Thursday, 13 September 2007 9:24 pm

Dear Feminists

I believe that feminists should return to their liberal roots and stop this creeping talibanisation. Yes, lets do more to protect children. Let's even consider regulating what they can wear or how shops and advertisers target them. But for adults leave them be.

For reasons best known to her, mother nature has made female bodies more visually attractive/stimulating to straight men than vice versa.

There are numerous men willing and able to sell their bodies and feature in porn directed at women but women are just not as interested as men.

  • Porn directed at gay men is much more profitable than porn directed at women. Even lesbian porn will make more money directed at straight men than lesbian women or feminists.


2. The Hedonistic Pleasureseeker left...
Saturday, 15 September 2007 1:49 pm :: http://hedonisticpleasureseeker.wordpres

As is anything worth contemplating this subject is complex and sometimes confusing, and bad feelings that come out of debate are often the fault of:

a. semantics b. knee-jerk reactions

Radical feminists are not anti-sex, and the term sex OBJECT was coined for a good reason. We ladies fancy ourselves SEXUAL HUMAN BEINGS. Unfortunately we suffer rude awakenings when we enter the grownup realm and discover that (most) men treat us like subhuman members of the "Sex Class," servants hired on the cheap. We find ourselves recruited, rented, leased, bought, stolen, sold, consumed, recycled and/or trashed, and wonder why relationships with men are so difficult. The sad truth is that our interactions with most men are not relationships; they're transactions. It's very sad. Usually we don't get hip to this until after the age of 40.

As for promoting ourselves as sex objects? With the possible exception of mimes and fashion models we don't think of ourselves as objects in the first place. We're selfless when it comes to pleasing men because we were raised to treat our feelings/goals as less important then the men we are supposed to serve. Trust me: Women who transcend the slave mentality are pretty demanding when it comes to sex.

Women's interest in sex and exhibitionism vary from person to person because we're, well, PEOPLE. For instance, I'm extremely sexual and very much an exhibitionist. About a third of the photographs I post on my web log make this very clear! What keeps me from feeling like a commodity is the reams of text that accompany the pictures. My blog is a diary and my humanity is splattered all over the internet for anyone to see. Anyone who can't see this is dumber than rocks.

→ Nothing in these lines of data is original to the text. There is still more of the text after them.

PR #523, opened 2026-07-28
fix: disallow provider registration and initialization after API shutdown

### LINKED ISSUE #495: [BUG] Provider lifecycle calls may occur in invalid order
### Observed behavior

In some situations, provider Init may be called after openfeature.Shutdown() call. Additionally, a provider that was not received `Init` call may got a `Shutdown` call.

### Expected Behavior

_No response_

### Steps to reproduce

```go
func TestProviderInitShutdown(t *testing.T) {
	p := &ttprovider{t: t}
	err := openfeature.SetProvider(p)
	if err != nil {
		t.Fatalf("expected no error, got %v", err)
	}
	openfeature.Shutdown()
	time.Sleep(time.Second)
}

var _ openfeature.StateHandler = (*ttprovider)(nil)

type ttprovider struct {
	openfeature.NoopProvider
	halted atomic.Bool
	t      testing.TB
}

func (a *ttprovider) Init(openfeature.EvaluationContext) error {
	if a.halted.Load() {
		a.t.Fatal("unexpected init call after Shutdown")
	}
	return nil
}

func (a *ttprovider) Shutdown() {
	if a.halted.CompareAndSwap(false, true) {
		a.t.Log("Shutdown was called")
	}
}
```

erka:
## This PR

- track evaluationAPIState (active/shutdown)
- guard SetProvider and SetDomainProvider to reject calls after shutdown
- wait for in-flight provider initializations before shutting down process

closes #495

### DIFF
--- a/openfeature/openfeature_api.go
+++ b/openfeature/openfeature_api.go
@@ -127,7 +127,7 @@ type EvaluationAPI struct {
 
 // newEvaluationAPI is a helper to generate an API. Used internally
 func newEvaluationAPI(eventExecutor *eventExecutor) *EvaluationAPI {
-	a := &EvaluationAPI{
+	return &EvaluationAPI{
 		defaultProvider: NoopProvider{},
 		domainProviders: map[string]FeatureProvider{},
 		hks:             []Hook{},
@@ -136,7 +136,6 @@ func newEvaluationAPI(eventExecutor *eventExecutor) *EvaluationAPI {
 		eventExecutor:   eventExecutor,
 		state:           evaluationAPIStateActive,
 	}
-	return a
 }
 
 // SetProvider sets a FeatureProvider with context-aware initialization.
--- a/openfeature/openfeature_api.go
+++ b/openfeature/openfeature_api.go
@@ -8,7 +8,6 @@ import (
 	"reflect"
 	"slices"
 	"sync"
-	"sync/atomic"
 )
 
 // providerBindingEntry holds a strong reference to the provider and the API instance it is bound to.
@@ -122,7 +121,7 @@ type EvaluationAPI struct {
 	evalCtx         EvaluationContext
 	eventExecutor   *eventExecutor
 	mu              sync.RWMutex
-	state           atomic.Uint32
+	state           uint32
 	initWg          sync.WaitGroup
 }
 
@@ -135,9 +134,8 @@ func newEvaluationAPI(eventExecutor *eventExecutor) *EvaluationAPI {
 		evalCtx:         EvaluationContext{},
 		mu:              sync.RWMutex{},
 		eventExecutor:   eventExecutor,
-		state:           atomic.Uint32{},
+		state:           evaluationAPIStateActive,
 	}
-	a.state.Store(evaluationAPIStateActive)
 	return a
 }
 
@@ -217,7 +215,7 @@ func (a *EvaluationAPI) setProvider(ctx context.Context, provider FeatureProvide
 	a.mu.Lock()
 	defer a.mu.Unlock()
 
-	if a.state.Load() == evaluationAPIStateShutdown {
+	if a.state == evaluationAPIStateShutdown {
 		return nil, errAPIShutdown
 	}
 
@@ -248,7 +246,7 @@ func (a *EvaluationAPI) setDomainProvider(ctx context.Context, domain string, pr
 	a.mu.Lock()
 	defer a.mu.Unlock()
 
-	if a.state.Load() == evaluationAPIStateShutdown {
+	if a.state == evaluationAPIStateShutdown {
 		return nil, errAPIShutdown
 	}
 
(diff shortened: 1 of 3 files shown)


openfeature/openfeature_api.go
```diff
@@ -385,6 +404,28 @@ func (a *EvaluationAPI) RemoveHandler(eventType EventType, callback EventCallbac
...
+	if a.state == evaluationAPIStateShutdown {
+		return nil
+	}
+	a.state = evaluationAPIStateShutdown
+
+	// Wait for in-flight provider initializations to finish.
+	// sync.WaitGroup requires that if reused, all new Add calls happen
+	// after all previous Wait calls have returned. This ensures we can
+	// safely register new providers if shutdown is cancelled (ctx.Done).
+	a.initWg.Wait()
```
sahidvelji, line 416: `initWg.Wait()` runs while `Shutdown` still holds the `a.mu` write lock, and the init goroutine runs the provider's `Init`/`InitWithContext`, which can be arbitrarily slow (network, retries). Two consequences:

1. **Evaluation starvation.** For the entire duration of a slow in-flight init, every reader that takes `a.mu.RLock()` blocks — including `resolveBinding` (called on every flag evaluation), `getProvider`, `getDomainProviders`, and the metadata/state lookups. A single slow `SetProvider` concurrent with `Shutdown` freezes all evaluations until init completes.
2. **Reentrant deadlock.** If a provider's `Init` calls back into `SetProvider`/`Shutdown` on this same API instance, that call blocks on `a.mu.Lock()` (held by `Shutdown`), which can only be released after `Wait()` returns — but `Wait()` can't return until that `Init` (and its deferred `initWg.Done()`) completes. Exotic, but newly deadlock-prone.

Consider snapshotting the shutdown decision under the lock, then releasing `a.mu` before `initWg.Wait()` (or making the wait context-aware).

openfeature/openfeature_api.go
```diff
@@ -385,6 +404,28 @@ func (a *EvaluationAPI) RemoveHandler(eventType EventType, callback EventCallbac
...
+
+	select {
+	case <-ctx.Done():
```
sahidvelji, line 419: `initWg.Wait()` above is unconditional and runs before this `select`, so a cancelled or deadline-bound context is only honored *after* the (potentially unbounded) init wait, not during it. A caller that passes a tight deadline hoping to bound how long `Shutdown` blocks will still wait for the full in-flight init before this branch returns `ctx.Err()`.

Also, the comment on this branch ("Wait for in-flight initializations to finish before restoring state") is inaccurate — the wait already completed above the `select`; nothing is waited on here.

sahidvelji (commented):
Automated review pass. The lifecycle gating and the `Shutdown()` teardown ordering fix look correct, and the added tests are race-clean. Two inline comments, plus one outside-diff note.

These are distinct from CodeRabbit's earlier concurrency comments: those were filed against the earlier implementation that used atomic `state.Load()`/`state.Store()` and a detached Wait goroutine. In the current code, `state` and all `initWg` operations are accessed under the pre-existing `a.mu` write lock (state checks in `setProvider`/`setDomainProvider` and the transitions + `initWg.Wait()` in `Shutdown` all run inside `a.mu.Lock()` sections; `initWg.Add(1)` in `initNew` is only reached from those locked paths). That serialization closes the observe-then-transition and Add-during-Wait races CodeRabbit described, so those comments no longer apply.

**Outside-diff note — the provider-replacement path still has issue #495's ordering bug (`openfeature_api.go:310-319`, `shutdownOld`).** The fix covers the API `Shutdown()` teardown path via `initWg.Wait()`, but replacing a provider before its `Init` finishes is unaffected: `SetProvider(A)` then `SetProvider(B)` triggers `shutdownOld(ctx, A)`, which spawns a goroutine calling `A.Shutdown()`/`ShutdownWithContext` immediately, with no coordination with A's still-in-flight `Init` goroutine. So A can receive `Shutdown` before or during its `Init` — the exact class of invalid ordering #495 describes. Worth confirming whether #495 should be considered fully closed, or whether the same await-in-flight-init coordination should extend to `shutdownOld`.

openfeature/openfeature_api.go
erka: The godocs for sync.WaitGroup says

> If a WaitGroup is reused to wait for several independent sets of events, new Add calls must happen after all previous Wait calls have returned.

So I don't see a way to prevent unbounded init wait time at the moment. I would like to have suggestions how it could be improved.

openfeature/openfeature_api.go
sahidvelji: Following up on my own comment — after tracing the package-level shutdown path this is much less of a concern than I made it sound, so this can be resolved.

`ShutdownWithContext` swaps in a fresh `EvaluationAPI` *before* shutting the old one down (`resetSingletonWithContext`), so on the global path the instance parked in `initWg.Wait()` is the discarded one — live evaluations already resolve against the fresh instance, so there's no starvation. It could still block readers of a *directly-held isolated instance* that's being torn down, but that's a narrow case and the instance is terminal afterward anyway. The re-entrant-`Init` deadlock likewise needs a provider that calls back into the same API instance during its own initialization, which is an unusual pattern.

Not worth acting on — resolving.

openfeature/openfeature_api.go
sahidvelji: Not blocking — take it or leave it (or a follow-up). Given the additional complexity for such a narrow, unusual case, I've reconsidered and don't think this is worth addressing. But since you asked for suggestions:

I think the unbounded wait is really a sign that `sync.WaitGroup` is the wrong primitive here. The reuse rule you quoted only bites because a cancelled `Shutdown` restores `active`, which forces a full drain before any new `Add`.

If you swap the WaitGroup for a self-managed in-flight counter, that constraint goes away — you own the counter, so there's no Add-after-Wait rule. You can then bound the wait *and* still accept new registrations after a cancellation, and you can release `a.mu` before waiting (so a slow init doesn't block readers or deadlock a re-entrant `Init`):

```go
type EvaluationAPI struct {
    // ...
    initMu    sync.Mutex
    initCount int
    initIdle  chan struct{} // set by a waiter; closed when initCount hits 0
}

// init start (under a.mu in initNew), replaces initWg.Add(1):
a.initMu.Lock()
a.initCount++
a.initMu.Unlock()

// init done, replaces defer initWg.Done():
a.initMu.Lock()
a.initCount--
if a.initCount == 0 && a.initIdle != nil {
    close(a.initIdle)
    a.initIdle = nil
}
a.initMu.Unlock()

// Shutdown:
a.mu.Lock()
if a.state == evaluationAPIStateShutdown {
    a.mu.Unlock()
    return nil
}
a.state = evaluationAPIStateShutdown // admission closed: no new initCount++
a.mu.Unlock()

a.initMu.Lock()
if a.initCount > 0 {
    a.initIdle = make(chan struct{})
}
idle := a.initIdle
a.initMu.Unlock()

if idle != nil {
    select {
    case <-idle: // all in-flight inits finished
    case <-ctx.Done():
        a.initMu.Lock()
        a.initIdle = nil
        a.initMu.Unlock()
        a.mu.Lock()
        a.state = evaluationAPIStateActive
        a.mu.Unlock()
        return ctx.Err()
    }
}

a.mu.Lock()
defer a.mu.Unlock()
// existing teardown...
```

Because `state == shutdown` gates `initNew`, `initCount` only ever decreases once shutdown starts, so nothing races the wait; and after a cancelled shutdown restores `active`, a later `SetProvider` just does `initCount++`, which is always legal with a plain counter.

One caveat: dropping `a.mu` before the wait opens a window where a second concurrent `Shutdown` sees `state == shutdown` and returns `nil` before teardown finishes. If that matters, a distinct "shutting down" sub-state (so a second call joins rather than returns early) closes it.

Separately, the branch comment here ("Wait for in-flight initializations to finish before restoring state") is inaccurate — the wait already completed above the `select` — worth tweaking regardless of the above.

PR #538, opened 2026-09-03
fix: set ErrorReason when typed accessors return TYPE_MISMATCH

### LINKED ISSUE #537: Set ErrorReason when typed accessors return TYPE_MISMATCH
## Summary

Existing typed accessors can keep a successful provider resolution reason when their type assertion fails.

For example, `StringValueDetails`, `FloatValueDetails`, and similar typed accessors can return the typed default value with an error code and error message, while `Reason` remains the provider's successful reason such as `STATIC`.

## Required change

Update the type-mismatch paths in the existing typed accessors so that they set `Reason` to `ErrorReason` when they return the default value because the provider value does not match the accessor type.

Keep the current error code and error message behavior.

Add or update tests for each affected accessor path. The tests must verify that:
- the accessor returns the supplied typed default value;
- the result has the existing type-mismatch error code and error message; and
- `Reason` is `ErrorReason`.

## Rationale

A successful resolution reason does not describe a result that the SDK replaced with the caller-supplied default after a type mismatch. Setting `ErrorReason` makes typed accessor behavior consistent with `Client.evaluate` provider-error handling and with the generic object accessor conversion-failure behavior.

## Affected areas

- Existing typed evaluation accessors, including `StringValueDetails` and `FloatValueDetails`
- Their type-mismatch tests

## Backlinks

- Pull request: https://github.com/open-feature/go-sdk/pull/536
- Review comment: https://github.com/open-feature/go-sdk/pull/536#discussion_r3909749282

Requested by: @sahidvelji

sahidvelji:
Closes #537.

The typed detail accessors copy the provider's `EvaluationDetails` verbatim when their type assertion fails. They overwrite `ErrorCode` and `ErrorMessage` but not `Reason`, so a result holding the caller's *default* value could still report a successful reason such as `STATIC`.

Spec [1.3.4](https://openfeature.dev/specification/sections/flag-evaluation#requirement-134) calls a type mismatch abnormal execution, and [1.4.9](https://openfeature.dev/specification/sections/flag-evaluation#requirement-149) says `reason` should then indicate an error — which is what `Client.evaluate`, `multi`, and `memprovider` already do.

The four mismatch blocks were identical apart from type and message, so they're now one generic helper that sets `Reason = ErrorReason` in one place. Error codes and messages are unchanged.

## Notes for reviewers

- **These branches are unreachable today.** `evaluate` takes its value from statically typed provider results (`BoolResolutionDetail` wraps a `bool`), so no `FeatureProvider` can make `evalDetails.Value.(bool)` fail. They're defensive code — which is why nothing tested them, and why the test drives the helper rather than a provider mock. Verified it fails on `STATIC` without the fix.
- **The e2e step is dormant.** `theReasonShouldIndicateAnErrorAndTheErrorCodeShouldIndicateATypeMismatchWith` already asserts `ErrorReason`, but reaches TYPE_MISMATCH via the provider-error path, and its scenario is no longer in the current `test-harness` `evaluation.feature`.
- **`ObjectValueDetails` is untouched** — no assertion, so no client-side mismatch to fix.
- **Adjacent gap, not fixed here:** `evaluate`'s other error exits (invalid UTF-8 key, NOT_READY/FATAL, hook errors) leave `Reason` empty rather than `ErrorReason`. Happy to open a separate issue.
- Also filled in the missing `Variant`/`Reason` assertions in the `BooleanValueDetails` happy-path subtest, which its four siblings already had.

`make test`, `make e2e-test` and `make lint` pass.

🤖 Generated with [Claude Code](https://claude.com/claude-code)

### DIFF
--- a/openfeature/client.go
+++ b/openfeature/client.go
@@ -373,15 +373,7 @@ func (c *Client) BooleanValueDetails(ctx context.Context, flag string, defaultVa
 
 	value, ok := evalDetails.Value.(bool)
 	if !ok {
-		err := errors.New("evaluated value is not a boolean")
-		boolEvalDetails := BooleanEvaluationDetails{
-			Value:             defaultValue,
-			EvaluationDetails: evalDetails.EvaluationDetails,
-		}
-		boolEvalDetails.ErrorCode = TypeMismatchCode
-		boolEvalDetails.ErrorMessage = err.Error()
-
-		return boolEvalDetails, err
+		return typeMismatchDetails(defaultValue, evalDetails.EvaluationDetails, errors.New("evaluated value is not a boolean"))
 	}
 
 	return BooleanEvaluationDetails{
@@ -417,15 +409,7 @@ func (c *Client) StringValueDetails(ctx context.Context, flag string, defaultVal
 
 	value, ok := evalDetails.Value.(string)
 	if !ok {
-		err := errors.New("evaluated value is not a string")
-		strEvalDetails := StringEvaluationDetails{
-			Value:             defaultValue,
-			EvaluationDetails: evalDetails.EvaluationDetails,
-		}
-		strEvalDetails.ErrorCode = TypeMismatchCode
-		strEvalDetails.ErrorMessage = err.Error()
-
-		return strEvalDetails, err
+		return typeMismatchDetails(defaultValue, evalDetails.EvaluationDetails, errors.New("evaluated value is not a string"))
 	}
 
 	return StringEvaluationDetails{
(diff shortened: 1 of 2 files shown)


openfeature/client.go
```diff
@@ -373,15 +373,7 @@ func (c *Client) BooleanValueDetails(ctx context.Context, flag string, defaultVa
...
-		err := errors.New("evaluated value is not a boolean")
-		boolEvalDetails := BooleanEvaluationDetails{
-			Value:             defaultValue,
-			EvaluationDetails: evalDetails.EvaluationDetails,
-		}
-		boolEvalDetails.ErrorCode = TypeMismatchCode
-		boolEvalDetails.ErrorMessage = err.Error()
-
-		return boolEvalDetails, err
+		return typeMismatchDetails(defaultValue, evalDetails.EvaluationDetails, errors.New("evaluated value is not a boolean"))
```
erka: It would be nice to move these `errors.New("evaluated value is not a <type>")` to package level vars

erka (approved):

openfeature/client.go
sahidvelji: Done in 9ed9292 — the four messages are now package-level `errNotBoolean` / `errNotString` / `errNotFloat64` / `errNotInt64` vars next to the interface guard. Kept them unexported to match `errNilProvider`; happy to export if you want callers matching with `errors.Is`.

JamieSinn (approved):

toddbaert (approved):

Occasionally other bloggers ask, "If you're so feminist, why do you show pictures of yourself in a demeaning way?" They think female nudity and sexuality in the public sphere are demeaning. Think this attitude through for awhile and thoughtful people will usually conclude "That's whack, WTF? She's just a human being, being human." Unfortunately the typical unenlightened man isn't that thoughtful when it comes to sex: Stimulus, response. Stimulus, response, like amoebas. Boooooooring . . .

As for women not being as sexual as men . . . pffffft . . . honey please! We ladies are just socialized to NOT allow that part of us to be seen in the public sphere. Women AND men are all over the map when it comes to desire: Sometimes the fire rages, sometimes not . . .


3. Sandrine Levêque left...
Tuesday, 13 January 2009 12:01 pm :: http://www.thefword.org.uk/features/2009

We have seen an explosion in the pornification of culture. As pornography has crept into mainstream culture we have become increasingly desensitised to the sexualisation of women as commodities in our advertising, media and everyday lives: what is referred to as “sex object culture”.

The piece of the puzzle often missing in discussions around this: sexism: sex object culture is often mistaken for a generic ‘sexualisation of culture’. We hear that sex is everywhere; that Britons can’t get enough of it. Yet it is not sex that is everywhere, but porn.

Porn-inspired use of women and girls’ bodies as commodities, whether to sell newspapers, beer or holidays to Greece, is increasingly ubiquitous in a way that has little or no parallel for men or boys and feeds a sexist culture in which it is normal or ‘ironic’ to treat women as sex objects, not people.